> _Saved entries_:
Content starts

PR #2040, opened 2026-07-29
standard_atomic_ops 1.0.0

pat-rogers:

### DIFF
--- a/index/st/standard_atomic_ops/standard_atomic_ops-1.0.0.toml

Content ends
Content starts

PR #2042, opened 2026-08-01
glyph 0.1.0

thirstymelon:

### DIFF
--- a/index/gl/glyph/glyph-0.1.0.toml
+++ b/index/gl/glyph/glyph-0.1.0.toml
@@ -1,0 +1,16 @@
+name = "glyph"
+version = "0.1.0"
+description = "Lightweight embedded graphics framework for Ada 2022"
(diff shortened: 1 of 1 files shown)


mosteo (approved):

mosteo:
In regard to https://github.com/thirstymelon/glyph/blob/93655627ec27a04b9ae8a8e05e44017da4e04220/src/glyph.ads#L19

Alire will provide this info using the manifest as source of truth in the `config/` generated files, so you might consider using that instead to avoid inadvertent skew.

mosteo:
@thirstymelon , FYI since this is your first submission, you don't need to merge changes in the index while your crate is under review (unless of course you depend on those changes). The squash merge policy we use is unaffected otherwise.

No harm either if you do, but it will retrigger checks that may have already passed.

Content ends
Content starts

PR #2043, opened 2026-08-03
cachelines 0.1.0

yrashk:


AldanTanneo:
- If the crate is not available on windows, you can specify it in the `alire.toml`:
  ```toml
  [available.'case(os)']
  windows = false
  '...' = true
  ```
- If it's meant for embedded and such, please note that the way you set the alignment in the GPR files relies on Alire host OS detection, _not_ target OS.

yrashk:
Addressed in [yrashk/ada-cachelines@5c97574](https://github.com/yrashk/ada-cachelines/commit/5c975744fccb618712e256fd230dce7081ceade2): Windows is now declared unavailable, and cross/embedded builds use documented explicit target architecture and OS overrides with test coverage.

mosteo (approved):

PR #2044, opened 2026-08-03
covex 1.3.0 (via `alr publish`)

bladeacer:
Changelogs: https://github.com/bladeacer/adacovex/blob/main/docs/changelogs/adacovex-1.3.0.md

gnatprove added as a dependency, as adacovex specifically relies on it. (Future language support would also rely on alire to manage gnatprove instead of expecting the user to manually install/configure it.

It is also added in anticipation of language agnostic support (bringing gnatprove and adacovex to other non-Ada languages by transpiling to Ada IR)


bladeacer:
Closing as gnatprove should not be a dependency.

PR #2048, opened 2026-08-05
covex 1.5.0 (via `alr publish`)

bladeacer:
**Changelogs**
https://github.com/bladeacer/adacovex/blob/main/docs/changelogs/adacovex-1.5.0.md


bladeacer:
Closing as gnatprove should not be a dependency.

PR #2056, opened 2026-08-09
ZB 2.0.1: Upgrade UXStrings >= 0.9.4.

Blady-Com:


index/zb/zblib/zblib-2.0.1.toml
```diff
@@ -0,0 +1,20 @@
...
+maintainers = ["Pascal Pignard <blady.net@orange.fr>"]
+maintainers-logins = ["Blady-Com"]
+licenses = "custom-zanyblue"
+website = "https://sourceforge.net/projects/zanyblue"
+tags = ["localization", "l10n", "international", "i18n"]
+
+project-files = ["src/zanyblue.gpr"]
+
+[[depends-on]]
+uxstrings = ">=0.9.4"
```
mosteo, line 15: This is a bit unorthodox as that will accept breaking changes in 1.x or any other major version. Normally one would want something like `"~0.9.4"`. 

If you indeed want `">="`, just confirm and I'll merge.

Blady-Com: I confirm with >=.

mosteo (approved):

Content ends

> _Task to carry out_: Wherever the string "docs" appears in the entries above, list that line.

> _Response area_:
Changelogs: https://github.com/bladeacer/adacovex/blob/main/docs/changelogs/adacovex-1.3.0.md
https://github.com/bladeacer/adacovex/blob/main/docs/changelogs/adacovex-1.5.0.md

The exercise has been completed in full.